Серый «жигуленок» Петушковой бежит по Москве в направлении Ленинских гор. Единственная из участников чемпионата страны, моя героиня не взяла освобождения на работе и сейчас торопится в свою лабораторию. Я подчеркиваю этот факт не для того, чтобы возвысить ее над остальными: освобождение на время соревнований необходимо и естественно. Лена этим правом пользуется не всегда, что, впрочем, ее частное дело. Но иные говорят: "Видите, она безразлична к спорту, отъездила, а там хоть трава не расти". Иные: "Она плохая спортсменка, нервы не выдерживают на соперников смотреть". Истину надо искать в другом: просто Лена битый месяц занята обсчетом своих теоретических кривых, сложно от этого оторваться.
— Ну как ты? — спросил я.
— Злюсь, — сказала она и надолго замолчала. Она плыла в потоке машин ровно, без рывков и толчков, безошибочно попадая в тот ряд, где можно двигаться быстрей, и обходила таксистов так, что они не гоношились — принимали ее как равную в свою профессиональную, мужскую шоферскую среду.

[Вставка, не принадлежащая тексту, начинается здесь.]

Issue #1806, opened 2026-08-28
Certificate validation error in SIPClientWebSocketChannel


MarAche24:
## Summary
Cannot connect using wss via a domain name.

When connecting to a server using the `SIPClientWebSocketChannel`, There is a certificate validation error "The remote certificate is invalid according to the validation procedure: RemoteCertificateNameMismatch".
The certificate gets validated against the resolved IP address instead of the domain name.

## Where

[/src/SIPSorcery/core/SIP/Channels/SIPClientWebSocketChannel.cs](https://github.com/sipsorcery-org/sipsorcery/blob/master/src/SIPSorcery/core/SIP/Channels/SIPClientWebSocketChannel.cs)

This happens because the `SIPClientWebSocketChannel` uses the IP Address instead of the domain name to create the connection using the `ClientWebSocket` class from Systems.Net.WebSockets. The handling for the SSL certificate is implemented in the `ClientWebSocket`.

``` csharp
 private async Task<SocketError> SendAsync(SIPEndPoint serverEndPoint, byte[] buffer)
        {
            try
            {
                string uriPrefix = (serverEndPoint.Protocol == SIPProtocolsEnum.wss) ? WEB_SOCKET_SECURE_URI_PREFIX : WEB_SOCKET_URI_PREFIX;
                var serverUri = new Uri($"{uriPrefix}{serverEndPoint.GetIPEndPoint()}");
```
 . . .

``` csharp
                    // Attempt a new connection.
                    ClientWebSocket clientWebSocket = new ClientWebSocket();
                    await clientWebSocket.ConnectAsync(serverUri, m_cts.Token).ConfigureAwait(false);
```

The `ConnectAsync` method throws a WebSocket exception: `Unable to connect to the remote server`.
Inner Exception: `The SSL connection could not be established, see inner exception.`
Inner inner Exception: `The remote certificate is invalid according to the validation procedure: RemoteCertificateNameMismatch`

## How to Reproduce
To recreate the issue connect to a server protected by an SSL certificate that is issued to a domain name and not to the IP address using the SIPClientWebSocketChannel with the protocol wss in the URI of the request. When sending a request with the client with the URI set to the domain name the error occurs.
This can also be tested locally with a self signed certificates issued to "localhost".

## Suggested fix
[...]

PR #1808, opened 2026-08-28
Use domain name to connect via wss (#1806)

MarAche24:
Uses the passed domain name instead of the resolved IP address to create a connection in the `SIPClientWebSocketChannel`.

Fixes issue #1806 by changing the URI that is used to connect.


sipsorcery:
@MarAche24 thanks for the PR.

I made an adjustment but kept your core idea. The reason for my adjustment is that the `SIPClientWebSocketChannel` currently handles both `ws` and `wss` connections in a single instance. Each instance also tracks mutliple connections which can be of either type.

Your change to use the `serverCertificateName` in the `SendSecureAsync` should be the thing that fixes it.

Can you test whether this fixes the issue you were facing and provide any feedback?

MarAche24:
Looks good on my end. This fixes the issue.

I may try and find a solution using `RemoteCertificateValidationCallback` in the future to leverage the DNS caching again. For now this PR fixes the issue #1806

PR #1809, opened 2026-08-28
Fix SDES length handling in compound RTCP packets

trevahead:
## Summary

- use the received RTCP header length when advancing past SDES packets in both compound-packet parsing paths
- reject malformed or truncated SDES lengths before advancing
- add regression coverage for CNAME plus optional TOOL data, a following BYE packet, and truncated SDES packets

## Background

— Не понимаю, что с лошадью — сказала она. — Какая-то неадекватность реакций. Полная непредсказуемость. Все ведь хорошо шло, и вдруг — заскок. Без малейшего видимого повода. Понимаешь, почему я злюсь? Я всегда умела показать больше, чем на данный момент может лошадь и чем от нее ждут окружающие. Аргумент (это ее предпоследний конь, неудачный, она с ним недолго работала. — С. Т.) мог просто выпрыгнуть из манежа, и то я доводила езду до конца. А Хевсур явно способный, все это знают, вот почему я злюсь. И пока не знаю, как быть завтра на тренировке. С одной стороны, он утомлен, и я его должна поберечь. С другой — пока он все правильно не сделает, тренировку прекращать нельзя, окончание работы, служит для лошади наградой, а награда должна следовать за исполнением, и получается замкнутый круг. Не понимаю, что с ним.
— И ведь сам не скажет, — сказал я.
И ведь не скажет, бессловесное создание. Впрочем, разве и тот, кто наделен даром речи, всегда в состоянии объяснить, даже самому себе, чем вызван неожиданный странный ступор в миг наивысшей готовности?